Autism & Developmental

Impaired face processing in autism: fact or artifact?

Jemel et al. (2006) · Journal of autism and developmental disorders 2006
★ The Verdict

Face-reading deficits in autism shrink when tests are fair and simple.

✓ Read this if BCBAs who assess social skills or write evaluation reports.
✗ Skip if Clinicians only treating non-social domains like feeding.

01Research in Context

01

What this study did

Jemel et al. (2006) read every paper they could find on face reading in autism. They did not run new kids or new tests. They simply lined up old studies and looked for holes.

They asked: Do autistic people really struggle with faces, or do the tests make them look bad?

02

What they found

The team says the deficit is overstated. Many studies used hard tasks, fast timing, or lots of answer choices. When the set-up is kinder, scores rise.

In short, autistic learners can read faces if we let them show it.

03

How this fits with other research

Schlundt et al. (1999) saw big emotion-recognition problems in kids with autism. Boutheina et al. say that study used tough tasks, so the gap looked larger than it is.

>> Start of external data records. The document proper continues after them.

PR #4156, opened 2022-04-20
refextract: don't query deleted jounrals for journal dict

MJedr:
ref:#inspirehep/inspirehep#2399

### DIFF
--- a/inspirehep/modules/refextract/tasks.py
+++ b/inspirehep/modules/refextract/tasks.py
@@ -55,7 +55,7 @@ def create_journal_kb_file():
         FROM
             records_metadata AS r
         WHERE
-            (r.json -> '_collections')::jsonb ? 'Journals'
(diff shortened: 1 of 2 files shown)


inspirehep/modules/refextract/tasks.py
```diff
@@ -55,7 +55,7 @@ def create_journal_kb_file():
         FROM
             records_metadata AS r
         WHERE
-            (r.json -> '_collections')::jsonb ? 'Journals'
+            (r.json -> '_collections')::jsonb ? 'Journals' AND ((r.json -> 'deleted') IS NULL OR r.json['deleted'] != 'true'::jsonb)
```
michamos, line 58: isn't `r.json['deleted']` a SQLAlchemy thing? or is it new PostgreSQL syntax? also, isn't `NULL != 'true'::jsonb`, making the first clause redundant?

MJedr: Actually it doesn't work correctly without adding the clause with `NULL`. `r.json['deleted']` also works but I would change it to be consistent with the rest of the query

michamos (approved):

PR #4163, opened 2022-04-28
improve author.xml handling

nooraangelva:
Ref: https://github.com/cern-sis/issues-inspire/issues/19


inspirehep/modules/workflows/tasks/arxiv.py
```diff
@@ -250,31 +248,72 @@ def _author_list(obj, eng):
...
+                    name = normalize_name(author.xpath(".//familyName/text()").get() + ", " + author.xpath(".//givenName/text()").get())
+
+                    # building the info to a correct format with litratureBuilder()
+                    builder.add_author(
+                        builder.make_author(
+                            full_name=name,
+                            affiliations=affiliations,
+                            ids=ids,
                         )
+                    )
```
michamos, line 307: could you maybe extract this part into a function that takes a string containing the XML and returns the JSON translation? that way it's easier to test and we can more easily run it manually and reuse it.

inspirehep/modules/workflows/tasks/arxiv.py
```diff
@@ -250,31 +248,72 @@ def _author_list(obj, eng):
...
+
+                if isinstance(xml_content, str):
+                    xml_content = xml_content.decode('utf-8')
+
+                # Probably the %auto-ignore comment exists, so we skip the
+                # first line. See: inspirehep/inspire-next/issues/2195
+                if "%auto-ignore" in xml_content:
+                    content = Selector(text=xml_content.split('\n', 1)[1], type="xml")
+                else:
+                    content = Selector(text=xml_content, type="xml")
```
michamos, line 270:
```suggestion
                if "%auto-ignore" in xml_content:
                    xml_content.split('\n', 1)[1]
                content = Selector(text=xml_content, type="xml")
```

inspirehep/modules/workflows/tasks/arxiv.py
```diff
@@ -250,31 +248,72 @@ def _author_list(obj, eng):
...
+                        index = 1
+                    else:
+                        index = 0
+
+                    # Getting all the author ids
+                    for id in author.xpath(author_id_paths[index]):
+                        if id.xpath("./@source").get() == u'CCID':
+                            ids.append(['CERN', id.xpath("./text()").get()])
+                        elif id.xpath("./@source").get() == u'INSPIRE':
+                            ids.append([id.xpath("./@source").get() + ' ID', id.xpath("./text()").get()])
```
michamos, line 290: you shoudln't use `+` for string interpolation (anywhere), better use f-strings on Python 3 or `format` here.

inspirehep/modules/workflows/tasks/arxiv.py
```diff
@@ -250,31 +248,72 @@ def _author_list(obj, eng):
...
+                        else:
+                            ids.append([id.xpath("./@source").get(), id.xpath("./text()").get()])
+
+                    # Getting all the names for affiliated organizations using the organization ids from author
+                    for affiliation in author.xpath("./authorAffiliations/authorAffiliation/@organizationid").getall():
+                        affiliations.append(content.xpath("//organizations/Organization[@id='" + affiliation + "']/orgName[@source='spiresICN' or @source='INSPIRE']/text()").get())
```
michamos, line 296: you should also get the ROR, see example linked in issue.

inspirehep/modules/workflows/tasks/arxiv.py
michamos, line 290: can you also handle various placeholders for empty data, like in https://github.com/inspirehep/inspire-next/blob/a442fd80476e48fe37eb9a2c6e0854c487eb2caf/inspirehep/modules/workflows/utils/stylesheets/authorlist2marcxml.xsl#L71 ?

That is, if the tag contains `undefined`, `UNDEFINED`, `INSPIRE-`, `inspire-` or ``, skip it (instead of generating a validation error down the line).

inspirehep/modules/workflows/tasks/arxiv.py
michamos: and also ignore `undefined`/`UNDEFINED` or empty value.

inspirehep/modules/workflows/tasks/arxiv.py
```diff
@@ -215,68 +212,102 @@ def arxiv_plot_extract(obj, eng):
...
+
+    content.remove_namespaces()
+    # Going through all the authors in the file
+    for author in content.xpath("//Person"):
+
+        ids = []
+        affiliations = []
+
+        # Getting all the author ids
+        for source, id in itertools.izip(author.xpath('./authorIDs/authorID[@source!="undefined" and @source!="UNDEFINED" and @source!="INSPIRE-" and @source!="inspire-" and @source!="" and text()!="" and text()!="undefined" and text()!="UNDEFINED"]/@source | ./authorids/authorid[@source!="undefined" and @source!="UNDEFINED" and @source!="INSPIRE-" and @source!="inspire-" and @source!="" and text()!="" and text()!="undefined" and text()!="UNDEFINED"]/@source').getall(), author.xpath('./authorIDs/authorID[@source!="undefined" and @source!="UNDEFINED" and @source!="INSPIRE-" and @source!="inspire-" and @source!="" and text()!="" and text()!="undefined" and text()!="UNDEFINED"]/text() | ./authorids/authorid[@source!="undefined" and @source!="UNDEFINED" and @source!="INSPIRE-" and @source!="inspire-" and @source!="" and text()!="" and text()!="undefined" and text()!="UNDEFINED"]/text()').getall()):
```
michamos, line 291: maybe it would be easier to do all the string filtering in python rather than xpath?

inspirehep/modules/workflows/tasks/arxiv.py
```diff
@@ -215,68 +212,102 @@ def arxiv_plot_extract(obj, eng):
...
+            elif source == u'INSPIRE':
+                ids.append(['{} ID'.format(source), id])
             else:
-                set_mark(obj, "authors_xml", False)
+                ids.append([source, id])
 
-    return _author_list
+        # Getting all the names for affiliated organizations using the organization ids from author
+        for affiliation in author.xpath("./authorAffiliations/authorAffiliation/@organizationid").getall():
+            affiliations.append(content.xpath('//organizations/Organization[@id="' + affiliation + '"]/orgName[@source="spiresICN" or @source="INSPIRE" or @source="ROR" and text()!="undefined" and text()!="UNDEFINED" and text()!="" ]/text()').get())
```
michamos, line 301: * are you putting the ROR in the right place? in the end, it should end up in [`affiiliations_identifiers`](https://github.com/inspirehep/inspire-schemas/blob/270dbb0d25a8d652b669a3456d6ef02b29e0f824/inspire_schemas/records/hep.yml#L294-L320) in the record, not `affiliations` (see issue for test case).
* you shouldn't do string formatting with `+` (see previous comment).

inspirehep/modules/workflows/tasks/arxiv.py
```diff
@@ -215,68 +212,115 @@ def arxiv_plot_extract(obj, eng):
...
+    # Going through all the authors in the file
+    for author in content.xpath("//Person"):
+
+        ids = []
+        affiliations = []
+        affiliations_identifiers = []
+
+        # Getting all the author ids
+        for source, id in itertools.izip(author.xpath('./authorIDs/authorID[@source!="" and text()!=""]/@source | ./authorids/authorid[@source!="" and text()!=""]/@source').getall(), author.xpath('./authorIDs/authorID[@source!="" and text()!=""]/text() | ./authorids/authorid[@source!="" and text()!=""]/text()').getall()):
+            if not re.match("undefined|inspire-", source, flags=re.IGNORECASE) or re.match("undefined", id, flags=re.IGNORECASE):
```
michamos, line 293: `inspire-` can be present in the ID, not the source.

inspirehep/modules/workflows/tasks/arxiv.py
```diff
@@ -215,68 +212,115 @@ def arxiv_plot_extract(obj, eng):
...
+        # Getting all the names for affiliated organizations using the organization ids from author
+        for affiliation in author.xpath("./authorAffiliations/authorAffiliation/@organizationid").getall():
+            affiliations.append(content.xpath('//organizations/Organization[@id="{}"]/orgName[@source="spiresICN" or @source="INSPIRE" and text()!="undefined" and text()!="UNDEFINED" and text()!="" ]/text()'.format(affiliation)).get())
+
+            # Getting all the affiliations_identifiers for affiliated organizations using the organization ids from author
+
+            for value, source in itertools.izip(content.xpath('//organizations/Organization[@id="{}"]/orgName[@source="ROR" or @source="GRID" and text()!=""]/text()'.format(affiliation)).getall(), content.xpath('//organizations/Organization[@id="{}"]/orgName[@source="ROR" or @source="GRID" and text()!=""]/@source'.format(affiliation)).getall()):
+                if not re.match("undefined", source, flags=re.IGNORECASE) or re.match("undefined", id, flags=re.IGNORECASE):
+
+                    if source == 'ROR':
```
michamos, line 310: you select both GRID and ROR in L307, but use only the ROR here.

inspirehep/modules/workflows/tasks/arxiv.py
```diff
@@ -215,68 +212,115 @@ def arxiv_plot_extract(obj, eng):
...
+                        value = 'https://ror.org/{}'.format(value)
```
michamos, line 311: If the value already starts with `https://ror.org`, you should take it literally instead of prepending this to make it into a URL (ROR had the "great" idea to make their IDs into URLs, causing much confusion).

inspirehep/modules/workflows/tasks/arxiv.py
nooraangelva: I add them both, the ROR needs the ```https://ror.org``` to pass the schema check.
The ```affiliations_identifiers.append([source, value])``` is not inside the ```if```

michamos: oh, right, I missed that :+1:

inspirehep/modules/workflows/tasks/arxiv.py
nooraangelva: I'm only checking it from the source.

michamos: exactly, which is not where it can appear in the XML file, it might appear in the ID because it's a prefix of the correct ID, but should not be taken in that case.

nooraangelva: Ah now I understand. Thank you for explaining.

inspirehep/modules/workflows/tasks/arxiv.py
nooraangelva: I'm doing now most of the filtering in python. I'm still checking the empty ones in xpath, otherwise, the order in the list might not be correct and the number of items in source and id might differ.

michamos: that's a good point, I hadn't thought of that. But wouldn't it be the other way around? what if you have something like
`<authorID source="INSPIRE"></authorID>`. Wouldn't that mess up the alignement?

nooraangelva: Yes. That's why I'm checking the source and the value in both of the XPath() searches  ```/authorID[@source!="" and text()!=""]/@source```
```/authorID[@source!="" and text()!=""]/text()```

Comment (michamos) [reply inspirehep/modules/workflows/tasks/arxiv.py]: :facepalm: of course, you're right, I didn't look carefully enough

File: inspirehep/modules/workflows/tasks/arxiv.py [hunk 10]
```diff
@@ -215,68 +212,116 @@ def arxiv_plot_extract(obj, eng):
...
+
+            for value, source in itertools.izip(content.xpath('//organizations/Organization[@id="{}"]/orgName[@source="ROR" or @source="GRID" and text()!=""]/text()'.format(affiliation)).getall(), content.xpath('//organizations/Organization[@id="{}"]/orgName[@source="ROR" or @source="GRID" and text()!=""]/@source'.format(affiliation)).getall()):
+                if not re.match("undefined", source, flags=re.IGNORECASE) or not re.match("undefined", id, flags=re.IGNORECASE):
+
+                    if source == 'ROR' and not re.match("https://ror.org/*", value):
+                        value = 'https://ror.org/{}'.format(value)
+
+                    affiliations_identifiers.append([source, value])
+
+        name = normalize_name(author.xpath('.//familyName/text()').get() + ', ' + author.xpath('.//givenName/text()').get())
```
michamos, line 315:
```suggestion
        name = normalize_name("{}, {}".format(author.xpath('.//familyName/text()').get(), author.xpath('.//givenName/text()').get()))
```

michamos (approved):
just a minor comment remaining, looks good overall, well done :+1:

inspirehep/modules/workflows/tasks/arxiv.py
michamos: sorry, python 2, so `u"{}, {}"`

nooraangelva: This is why one should never copy their homework from others ;)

Fink et al. (2014) later found no emotion gap once verbal skill was held equal. This matches the review’s point: controls matter.

Vassos et al. (2023) showed autistic people react more slowly on any timed job. Boutheina et al. flagged the same issue: slow speed can fake a face deficit.

Georgopoulos et al. (2022) tested adults with many picture types and saw only tiny emotion lags. The small effect backs the review’s claim that problems are mild.

04

Why it matters

Before you write “poor face reading” in a report, check how you tested it. Give extra time, cut answer choices, and match verbal level. You may see skills that old labels hid.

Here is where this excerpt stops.